On the other hand, I can’t match multiple variants of a type on a single branch. An example from some code I was just writing which is displaying time-averaged pass-fail metrics:

type AcquisitionStatus value =
    Pending
    | Never
    | Partial value
    | Finished value Bool

view : AcquisitionStatus -> Element msg
view acqStatus =
    el
        [ Background.color (case acqStatus of
            -- I'd like something like this
            -- to be able to match two (or more) types so I don't repeat myself
            --
            -- The logic here is that we don't know if an unacquired
            -- value is "passing" or "failing" but also more than three colors
            -- is probably more confusing than helpful. So render Pending and
            -- Partial the same.
            Pending | Partial _ -> rgb255 0xD0 0xD0 0xD0  -- Gray

            Never -> rgb255 0xFF 0x90 0x80  -- Red

            Finished _ passed -> if passed then
                    rgb255 0xC0 0xFF 0x90  -- Green
                else
                    rgb255 0xFF 0x90 0x80  -- Red
        )
        ]
        ...

EDIT: clarified a code comment

I agree that collapsing multiple branches in pattern matching would be really convenient in some cases!
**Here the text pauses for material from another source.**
PR #929, opened 2021-07-20
spline #928 Consumer: add filter by write mode

### LINKED ISSUE #928: Consumer: add filter by write mode
`GET .../execution-events/?...&append=true|false`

I wouldn’t call list pattern matching very sophisticated though. As previously said, “it depends on you background”.

I’ve wanted ‘or-patterns’ for a long time, it’s one of the “quite a few” that I mentioned above.

The challenge on matching multiple cases at once is what named values they bring into scope. It would take a rule that said something like, for a collection of cases to be treated together, those cases need to introduce the same named values and those named values all must have the same types.
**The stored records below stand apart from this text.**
PR #930, opened 2021-07-29
spline #925 add unique constraint validation

wajda:
Add unique constraint validation on ExecutionPlan operation IDs, attribute IDs and expression IDs

### DIFF
--- a/commons/src/main/scala/za/co/absa/spline/common/validation/ValidationUtils.scala
+++ b/commons/src/main/scala/za/co/absa/spline/common/validation/ValidationUtils.scala
@@ -1,0 +1,32 @@
+/*
+ * Copyright 2021 ABSA Group Limited
+ *
+ * Licensed under the Apache License, Version 2.0 (the "License");
+ * you may not use this file except in compliance with the License.
+ * You may obtain a copy of the License at
+ *
+ *     http://www.apache.org/licenses/LICENSE-2.0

That’s exactly how F# works. (Its error messages aren’t super good, it’s always just “The two sides of this ‘or’ pattern bind different sets of variables” with no help on if it’s just different names, different amounts, different types or all of those, but I’m sure Elm could do better.)
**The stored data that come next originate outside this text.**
Issue #939, opened 2021-08-09
Slow performance of the Dataset list query


wajda:
- missing index on `dataset._created`
- `"dataSourceName": REGEX_MATCHES(...)` can be calculated on insert and accompanied with an index.

PR #940, opened 2021-08-09
spline #939 Slow performance of the Dataset list query

wajda:
- add `dataSource.name` field + index
- add `progress.execPlanDetails.dataSourceName` + index
- add index `dataSource._created`
- add migration script
- rename `0.6.2-SNAPSHOT` to `0.7.0-SNAPSHOT` version (and the branch) due to database schema changes.

### DIFF
--- a/persistence/src/main/scala/za/co/absa/spline/persistence/model/entities.scala
+++ b/persistence/src/main/scala/za/co/absa/spline/persistence/model/entities.scala
@@ -95,7 +95,7 @@ object DataSource {
   type Uri = String
   type Name = String
 
-  private val NameRegexp = "(?:.*/)?([^/]+)/*".r
+  private val NameRegexp = "([^/]+)/*$".r
 
   def getName(uri: Uri): Name = {
     NameRegexp.findFirstMatchIn(uri).map(_.group(1)).getOrElse("")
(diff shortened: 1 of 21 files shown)


persistence/src/main/scala/za/co/absa/spline/persistence/model/entities.scala
```diff
@@ -84,14 +84,22 @@ object DBVersion {
...
-  def this() = this(null, null)
+  def this() = this(null, null, null)
 }
 
 object DataSource {
   type Key = ArangoDocument.Key
   type Uri = String
+  type Name = String
+
+  private val NameRegexp = "(?:.*/)?([^/]+)/*".r
```
cerveada: Why are the regexes here and in the script different?

wajda: I just thought it was clearer to explicitly specify a non-capturing group to make the whole string match, not just a suffix. Essentially it makes no difference in the result but IMO more readable. But I can use the same one if you prefer.

cerveada: But if it's more readable, I would use it in the script as well.

By the way, for me, more readable is the one in the script. It's easier to see it will take the part at the end, here I have to consider the whole string.

Either way, I think it's better to use the same one on both places.

cerveada (dismissed):
As I wrote in a comment, I would use the same regexp on both places, the rest LGTM

cerveada (approved):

For reference, here’s an example of what Rust’s errors for these situations look like. I think people coming from Rust will likely have the same intuition as kmurph1271, since it doesn’t support list destructuring but does support matching multiple patterns with |, I did at least.

enum MyEnum {
    A { field: String },
    B { field: u32 },
    C { field: String, another: String },
}

fn main() {
    let a = MyEnum::B { field: 0 };
    match a {
        MyEnum::A { field } | MyEnum::B { field } => {}
        MyEnum::A { field } | MyEnum::C { field, another } => {}
    }
}

error[E0408]: variable `another` is not bound in all patterns
  --> src/main.rs:11:9
   |
11 |         MyEnum::A { field } | MyEnum::C { field, another } => {}
   |         ^^^^^^^^^^^^^^^^^^^                      ------- variable not in all patterns
   |         |
   |         pattern doesn't bind `another`

error[E0308]: mismatched types
  --> src/main.rs:10:43
   |
9  |     match a {
   |           - this expression has type `MyEnum`
10 |         MyEnum::A { field } | MyEnum::B { field } => {}
   |                     -----                 ^^^^^ expected struct `String`, found `u32`
   |                     |
   |                     first introduced with type `String` here
   |
   = note: in the same arm, a binding must have the same type in all alternatives
3 Likes

This works because lists in Elm are basically the custom type

type List a = Nil | Cons a (List a)

(these names for the constructors are conventional), only that there is syntactic sugar, namely [] for Nil, head :: rest for Cons head rest and list syntax [a, b, ...] for a :: b :: .... So the list destructuring is basically just

case myList of
    Nil -> -- empty list
    Cons head rest -> -- matching a list of length at least 1

which would be legal for the custom type above and which would give the same result.